You can find an excellent list of providers offering two-factor authentication at http://twofactorauth.org —the list shows not just who offers you this type of security, but also which options they support.
Because I’ll be going overseas for several months next year, and won’t be using my US telephone number while I’m there, I’ve been slowly migrating most of my two-factor authentication away from SMS and to the Google Authenticator program that I can run on my phone. But for most people, SMS authentication works perfectly well.
Step 3: Beware Public Computers & Networks!
Why? If you’re using a computer other than your own, there’s always a risk that it has been compromised in some way—it’s not at all uncommon for computers that aren’t protected with good and up-to-date anti-virus/anti-malware software to have a malicious keylogger program or other spyware installed. Be very cautious about logging into secure systems from a computer that you’re not sure is well-maintained.
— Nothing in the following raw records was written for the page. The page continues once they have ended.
PR #32246, opened 2023-08-02
AI Assistant: Fix AI Control toggle behavior

### LINKED ISSUE #32243: AI Extension: toggle AiExtensionBar doesn't work
Clicking on the Toolbar button doesn't hide the assistant bar

https://user-images.githubusercontent.com/77539/257899809-d5d92f94-d866-40bf-92d1-fcc3104f8a9f.mov

lhkowalski:
Fixes #32243.

The bug was happening because the click to toggle the component off was generating two events, and the handling of the two events was generating conflicting results:

* when you clicked the toolbar button to close the popover, the popover would lose it's focus and fire the `close` event, hidding the component
* after it, we would handle the toolbar button click, changing the component back to visible again

## Proposed changes:

* Stop handling the `close` event from the popover that contains the AI Control, so it stops hiding when it loses focus
* Let the extension toolbar button be in charge of toggling the popover, as the only way to show and hide it
* Do not change the behavior when the whole Jetpack Form block is unselected; in this cases we still hide the popover, as before

### Other information:

## Testing instructions:

* Go to block editor
* Insert a Jetpack Form block
* Click the AI Assistant extension button to show the AI Control component:

Screen Shot 2023-08-02 at 14 49 32

* Click the button again and observe the behavior:
   * before this change, this would not hide the component (see issue report)
   * after this change, the AI Control will be hidden
* Test multiple clicks to toggle the component:
   * it should show/hide it as expected
* With the AI Control visible, click on the Jetpack Form block itself:
   * before this change, this would hide the popover
   * after this change, the popover will still be there; it will only disapear when the toolbar extension button is clicked again
   * this was part of the solution for the bug, and I think it actually improves the experience while using the extension
* With the component visible, click outside the Jetpack Form block so it gets unselected
   * before this change, this would hide the popover
   * after this change, this will also hide the popover (no change on the behavior)

### DIFF
--- a/projects/plugins/jetpack/changelog/update-jetpack-form-ai-control-toggle
+++ b/projects/plugins/jetpack/changelog/update-jetpack-form-ai-control-toggle
@@ -1,0 +1,4 @@
+Significance: patch
+Type: fixed
+
+AI Extension: Stop handling popover close event to prevent the AI Control from hiding when it loses focus.
--- a/projects/plugins/jetpack/changelog/update-jetpack-form-ai-control-toggle
+++ b/projects/plugins/jetpack/changelog/update-jetpack-form-ai-control-toggle
@@ -1,4 +1,4 @@
 Significance: patch
-Type: fixed
+Type: bugfix
 
 AI Extension: Stop handling popover close event to prevent the AI Control from hiding when it loses focus.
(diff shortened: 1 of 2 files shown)


dhasilva (approved):
Nice!

PR #32248, opened 2023-08-02
Chatbot package: Add initial functionality.

dereksmart:
## Proposed changes:

Includes base functionality for rendering the odie widget (chatbot) from wpcom and initializes an actual chatbot. 

## Jetpack product discussion

TBD

No

## Testing instructions:

This branch will be kept up to date on top of https://github.com/Automattic/jetpack/pull/32264 so it can be tested with the starter plugin.


jeherve (commented):
Do you think we could merge a first PR with just the package skeleton, and then you can work on each class in follow-up PRs? It would make reviewing PRs easier imo.

dereksmart:
> Do you think we could merge a first PR with just the package skeleton, and then you can work on each class in follow-up PRs? It would make reviewing PRs easier imo.

💯 @jeherve let's go for that here - #32260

Even if you’re using a safe computer, however, there’s enormous risk involved with connecting to public wifi signals. The Medium essay “Here’s Why Public WiFi is a Public Health Hazard” gives you an idea of just how dangerous public wifi networks are. I’m not going to tell you not to use public wifi—“Just Say No” is almost always an entirely impractical solution.
How: Since nearly all of us do use public networks, one of the best ways that we can protect ourselves is by installing VPN (“virtual private network”) software onto the devices you’re connecting with. A VPN creates an encrypted tunnel through the network for all of your data, so even someone who’s spying on the data going through the network won’t be able to extract your information from it.
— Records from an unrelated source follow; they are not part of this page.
PR #32253, opened 2023-08-03
[Boost] Remove dependence on Critical CSS nonce

thingalon:
We've had a number of users report issues generating Critical CSS. It appears their Critical CSS nonce is undefined, causing errors.

This works around the problem - but does not get down to the bottom of how users are in this state. We are investigating further.

## Proposed changes:
* Remove Critical CSS regen nonce requirement - it isn't actually useful for security.

### Other information:

## Jetpack product discussion

n/a

no
## Testing instructions:

* Test critical css regeneration


haqadn:
Abandoned. Replacement #32502

PR #32257, opened 2023-08-03
Use shared component for editor panel icons

simison:
Use a shared component as Jetpack icon for block editor panels.

Pretty minor but seemed like repeating `showText={ false } height={ 16 } logoColor="#1E1E1E"` everywhere was a bit unnecessary.

Screenshot 2023-08-03 at 12 51 53

### Other information:

## Testing instructions:

* Test all affected panels and ensure icons render fine. They seem all to be in post editor's post settings, pre-publish, or post-publish panels.

### DIFF
--- a/pnpm-lock.yaml
+++ b/pnpm-lock.yaml
@@ -920,6 +920,9 @@ importers:
       '@automattic/jetpack-analytics':
         specifier: workspace:*
         version: link:../analytics
+      '@automattic/jetpack-components':
+        specifier: workspace:*
+        version: link:../components
       '@automattic/jetpack-connection':
         specifier: workspace:*
         version: link:../connection
--- a/projects/js-packages/shared-extension-utils/changelog/update-jetpack-editor-panel-icon
+++ b/projects/js-packages/shared-extension-utils/changelog/update-jetpack-editor-panel-icon
@@ -1,0 +1,4 @@
+Significance: minor
+Type: added
+
+Add shared block editor logo component.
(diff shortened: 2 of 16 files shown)


jeherve (changes requested):
This looks good to me, it makes sense. I wonder if it would be useful to place `JetpackEditorPanelLogo` in `@automattic/jetpack-shared-extension-utils` instead, so we can use it in standalone plugins as well? Here is what would be a good candidate, for example:
https://github.com/Automattic/jetpack/blob/199afea61f7bc40e15951546faf2d4721622c4ee/projects/plugins/social/src/js/editor.js#L98

simison:
Thanks! Good idea, implemented in https://github.com/Automattic/jetpack/pull/32257/commits/42f005d892bc5c76e27aa157fd69d3c74b67edbd

jeherve (changes requested):
It tests well. It does seem like we've lost some margin styling in the process:

```css
.components-panel__icon {
    color: #757575;
    margin: -2px 0 -2px 6px
}
```

**Before**

Screenshot 2023-08-03 at 16 23 33
image

**After**

Screenshot 2023-08-03 at 16 23 38
image

I think it should be something worth fixing.

simison:
> It tests well. It does seem like we've lost some margin styling in the process:

Huh; I don't understand what happened? The markup should stay exactly the same, we're passing just SVG to a prop that expects an icon and should style its spacing on its own... so why do we need to pass this thing a left margin for it to work?

Did in https://github.com/Automattic/jetpack/pull/32257/commits/cc6a62cec183b2286dbcc624ef65aa8fd965da4f however.

lezama (approved):

lezama:
> Did in https://github.com/Automattic/jetpack/commit/cc6a62cec183b2286dbcc624ef65aa8fd965da4f however.

Looks good now!

Screenshot 2023-08-07 at 09 24 39

simison:
I'm just bothered that I don't understand why that worked. 😅

jeherve (approved):
This tests well for me now! 🚢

If your employer provides a VPN, use it (and not just when you’re required to, as in the case of restricted in-house systems). If it doesn’t, or if it doesn’t work on all of your devices (my university doesn’t support mobile devices with its VPN, for instance), consider using a third party VPN option. Lifehacker has written some nice things about VPN options, including “Why You Should Start Using a VPN (and How to Choose the Best One for Your Needs)”, and “Five Best VPN Service Providers”. After reviewing the options, I decided to go with TunnelBear, which has a free option if you don’t expect to use more than 500MB of month of data on public networks. I opted for the paid version ($50/year), which gives me unlimited data on up to three devices—I installed it on my Mac, my iPhone, and my iPad, which are the devices I’m most likely to use when I’m out of the house. Tunnelbear is a great option for people who aren’t very tech-savvy, because it provides a very simple user interface and requires no complex configuration. (A side benefit of a VPN is that it allows your computer to look as though it’s connected to the Internet from the VPN server’s location—since I’ll be traveling abroad for a good chunk of next year, that will help me keep access to my paid accounts with providers like NetFlix, which otherwise might be inaccessible to me.)
Those three steps—using good passwords and a password manager to keep track of them, setting up two-factor authentication on as many of your accounts as possible, and using a VPN on public networks—will greatly reduce your risk, and make you a far less attractive target for identity thieves. And while they’ll take some time to set up, they’re inexpensive and powerful tools that are worth the time and effort involved.